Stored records
- Opening Delimiter -
PR #1, opened 2020-07-25
Improve docgen type information

cmb69:
We add support for return types and union types, and properly retrieve
the types via the `::getType()` and `::getReturnType()` methods,
repectively.

### DIFF
--- a/scripts/docgen/docgen.php
+++ b/scripts/docgen/docgen.php
@@ -1,7 +1,7 @@
 <?php
 /*  
   +----------------------------------------------------------------------+
-  | PHP Version 5                                                        |
+  | PHP Version 7                                                        |
   +----------------------------------------------------------------------+
   | Copyright (c) 1997-2011 The PHP Group                                |
   +----------------------------------------------------------------------+
@@ -17,7 +17,7 @@
   |             Philip Olson <philip@php.net>                            |
   +----------------------------------------------------------------------+
  
-  $Id$
+  $Id: docgen.php 336015 2015-02-27 20:31:12Z aharvey $
 */
 
 if (!(extension_loaded('reflection') && extension_loaded('pcre'))) {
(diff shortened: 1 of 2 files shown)


scripts/docgen/docgen.php
```diff
@@ -17,7 +17,7 @@
   |             Philip Olson <philip@php.net>                            |
   +----------------------------------------------------------------------+
  
-  $Id$
+  $Id: docgen.php 336015 2015-02-27 20:31:12Z aharvey $
```
carusogabriel, line 20: We still need this in the docs, right? :(

scripts/docgen/docgen.php
```diff
@@ -1,7 +1,7 @@
 <?php
 /*  
   +----------------------------------------------------------------------+
-  | PHP Version 5                                                        |
+  | PHP Version 7                                                        |
```
carusogabriel, line 4: We've removed this in the core, if you want to drop it here as well: https://github.com/php/php-src/pull/4732

scripts/docgen/docgen.php
cmb69: I don't think that this is still needed (we need the IDs of the documentation XML files for the translations, though).

scripts/docgen/docgen.php
cmb69: Yep, doesn't make much sense to have it here, but I assume there are several other files where it could be removed; might better be done as separate commit.

cmb69:
If there are no objections, I'll merge this in a week.

scripts/docgen/docgen.php
```diff
@@ -202,6 +202,26 @@ function get_type_by_string($str) { /* {{{ */
 }
 /* }}} */
 
+/** @return string|null */
+function get_type_as_string(ReflectionType $type = null) { /* {{{ */
```
salathe, line 206: Why not just `return (string) $type` for all non-null inputs?

scripts/docgen/docgen.php
```diff
@@ -1085,7 +1116,7 @@ function get_default_role ($role, $funcname, $default) {
 	switch ($opt) {
 		case 'v':
 		case 'version':
-			printf("%s\n", '$Revision$');
+			printf("%s\n", '$Revision: 336015 $');
```
salathe, line 1119: Unwanted change. Please leave it as it was.

scripts/docgen/docgen.php
cmb69: Because [ReflectionType::__toString()](https://www.php.net/manual/en/reflectiontype.tostring.php) is deprecated as of PHP 7.1.0.

scripts/docgen/docgen.php
cmb69: Thanks, done.

scripts/docgen/docgen.php
cmb69: Thanks, done.

scripts/docgen/docgen.php
cmb69: Thanks, done.

scripts/docgen/docgen.php
salathe: Ack.

cmb69:
Thanks! Applied as http://svn.php.net/viewvc?view=revision&revision=350350.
- Closing Delimiter -
Copy the records above exactly as they appear.

PR #1, opened 2020-07-25
Improve docgen type information

cmb69:
We add support for return types and union types, and properly retrieve
the types via the `::getType()` and `::getReturnType()` methods,
repectively.

### DIFF
--- a/scripts/docgen/docgen.php
+++ b/scripts/docgen/docgen.php
@@ -1,7 +1,7 @@
 <?php
 /*  
   +----------------------------------------------------------------------+
-  | PHP Version 5                                                        |
+  | PHP Version 7                                                        |
   +----------------------------------------------------------------------+
   | Copyright (c) 1997-2011 The PHP Group                                |
   +----------------------------------------------------------------------+
@@ -17,7 +17,7 @@
   |             Philip Olson <philip@php.net>                            |
   +----------------------------------------------------------------------+
  
-  $Id$
+  $Id: docgen.php 336015 2015-02-27 20:31:12Z aharvey $
 */
 
 if (!(extension_loaded('reflection') && extension_loaded('pcre'))) {
(diff shortened: 1 of 2 files shown)


scripts/docgen/docgen.php
```diff
@@ -17,7 +17,7 @@
   |             Philip Olson <philip@php.net>                            |
   +----------------------------------------------------------------------+
  
-  $Id$
+  $Id: docgen.php 336015 2015-02-27 20:31:12Z aharvey $
```
carusogabriel, line 20: We still need this in the docs, right? :(

scripts/docgen/docgen.php
```diff
@@ -1,7 +1,7 @@
 <?php
 /*  
   +----------------------------------------------------------------------+
-  | PHP Version 5                                                        |
+  | PHP Version 7                                                        |
```
carusogabriel, line 4: We've removed this in the core, if you want to drop it here as well: https://github.com/php/php-src/pull/4732

scripts/docgen/docgen.php
cmb69: I don't think that this is still needed (we need the IDs of the documentation XML files for the translations, though).

scripts/docgen/docgen.php
cmb69: Yep, doesn't make much sense to have it here, but I assume there are several other files where it could be removed; might better be done as separate commit.

cmb69:
If there are no objections, I'll merge this in a week.

scripts/docgen/docgen.php
```diff
@@ -202,6 +202,26 @@ function get_type_by_string($str) { /* {{{ */
 }
 /* }}} */
 
+/** @return string|null */
+function get_type_as_string(ReflectionType $type = null) { /* {{{ */
```
salathe, line 206: Why not just `return (string) $type` for all non-null inputs?

scripts/docgen/docgen.php
```diff
@@ -1085,7 +1116,7 @@ function get_default_role ($role, $funcname, $default) {
 	switch ($opt) {
 		case 'v':
 		case 'version':
-			printf("%s\n", '$Revision$');
+			printf("%s\n", '$Revision: 336015 $');
```
salathe, line 1119: Unwanted change. Please leave it as it was.

scripts/docgen/docgen.php
cmb69: Because [ReflectionType::__toString()](https://www.php.net/manual/en/reflectiontype.tostring.php) is deprecated as of PHP 7.1.0.

scripts/docgen/docgen.php
cmb69: Thanks, done.

scripts/docgen/docgen.php
cmb69: Thanks, done.

scripts/docgen/docgen.php
cmb69: Thanks, done.

scripts/docgen/docgen.php
salathe: Ack.

cmb69:
Thanks! Applied as http://svn.php.net/viewvc?view=revision&revision=350350.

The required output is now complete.